# DIY Pause Table Stairs



## wildo (Jul 27, 2006)

Here's a fun weekend project-- a small, lightweight staircase that attaches to my pause table. Step height is 4.8" (yeah, that's an odd measurement, but it allows for five equally spaced steps over 24") and treads are 11". The stringers are only 5 7/16" wide (3/4" thick) so that should keep the weight down. I will likely give these a sand textured paint treatment.

Here's the design I just created:


----------



## wildo (Jul 27, 2006)

Pretty good progress today. I'll let the wood glue fully cure overnight and then begin the painting process tomorrow.


----------



## mycobraracr (Dec 4, 2011)

Very nice!

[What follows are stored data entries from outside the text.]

PR #3153, opened 2015-03-17
core/audio: new pure-python/pyobjus AVFoundation audio player

tito:
This extend our audio provider with a native provider, and supports far
more format than the current sdl2 (mp3, ogg, wav).

The full list is available at
https://developer.apple.com/library/ios/documentation/MusicAudio/Concept
ual/CoreAudioOverview/SupportedAudioFormatsMacOSX/SupportedAudioFormatsM
acOSX.html


tito:
1.9 is out, let's merge this one :)

PR #3154, opened 2015-03-17
examples added

picibucor:
these examples explains how id's work.


dessant:
Thanks for the contribution. :+1: It will be reviewed soon after 1.9.0 is released.
As a general recommendation, don't use spaces in folder or file names, you could replace them with underscores.

inclement:
The content looks good to me, though it will indeed be necessary to use filenames without spaces. I think an appropriate directory might be examples/kv/ids - what do others think?

dessant:
@inclement +1.

picibucor:
I got stuck:
fail

examples/kv/ids/kv_and_py/kv_and_py.py
```diff
@@ -0,0 +1,33 @@
...
+kivy.require('1.8.0')
+
+
+class RootWidget(BoxLayout):
+
+    def first_function(self, status):
+        # print out the given parameter
+        print(status)
+        # check the status of the switch by referring on the id
+        if self.ids['my_switch'].active is True:
```
dessant: You could do `self.ids.my_switch.active` instead, so it conforms with the rest of the examples and docs.

dessant:
Ready for merging after that small fix. :+1:

picibucor:
@dessant : done

dessant:
Thanks a lot. :cake:

PR #3162, opened 2015-03-18
Docs add books section

hackebrot:
Hey there,

this PR adds a new section about Kivy books to the docs.

Although I don't think that it's strictly required, it may be a good starting point for beginners in addition to the tutorials that we already have.

Please let me know your thoughts and I'll be happy to change the PR accordingly. :smile: 

/CC @robertour @buchuki @mvasilkov


mvasilkov:
Wow, this is flattering :)

kived:
This would be a better fit in a new article on the [Kivy GitHub wiki](https://github.com/kivy/kivy/wiki/KivyBooks), so that authors can add their own books and Kivy devs don't have to be responsible for maintaining the list. It should also include a disclaimer that this is just a list of books which have been written about Kivy, and that inclusion in this list does not imply endorsement of the books by the Kivy Organization or any of its developers, and there is no guarantee regarding the accuracy of the information presented in the books.

After you've added the page to the wiki, please submit a new PR adding a link to the KivyBooks wiki in the docs.

hackebrot:
Ok cool, thank you for your feedback @kived :bow:

I agree that having some kind of disclaimer is required. I'll be happy to add an according wiki page soon.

When are you going to build my agility course?


----------



## mahhi22 (Jul 14, 2009)

Wildo,
You are the Sarah Winchester of agility equipment 

I'm amazed @ your agility projects & how swiftly you crank them out. I'm pathetic. Can't even get my sorry butt in gear to make jumps!


----------



## wildo (Jul 27, 2006)

I have no idea how Sarah Winchester is, but I'm going to assume that was a complement. Thanks! (probably)


----------



## mahhi22 (Jul 14, 2009)

A compliment in terms of how prolific you are


----------



## wildo (Jul 27, 2006)

I actually made a video of how to build these stairs.


----------



## wildo (Jul 27, 2006)

Sand-texturing stairs:


----------



## Verivus (Nov 7, 2010)

I wish I had a quarter of your talent for building things.  Been looking at all your agility equipment threads and I'm very impressed. Wish I had the know-how and the technical skill.


----------



## wildo (Jul 27, 2006)

Thanks Verivus. The interesting thing is that I could probably say to all of you- I wish I had a quarter of your drive to train dogs!! I've decided that this project is the last project I'm going to build for a while. I spend quite possible four times as much time in my garage building "things for training" than I actually spend, you know, training... That's kind of dumb when I think about it. I'd sure like to invert those numbers. But, fact is, I grew up building things- have built pretty much anything I set my mind to for years and years, since a young kid. I definitely didn't grow up training dogs. So I guess it's much easier to fall into the "comfortable" areas to spend my time. I need to step out of that comfort zone and put some of this crap to use!

BTW- full dimensions of all the pieces to these stairs, as well as full dimensions for my table can be found here: http://photobucket.com/AgilityContactTableAndStairs


----------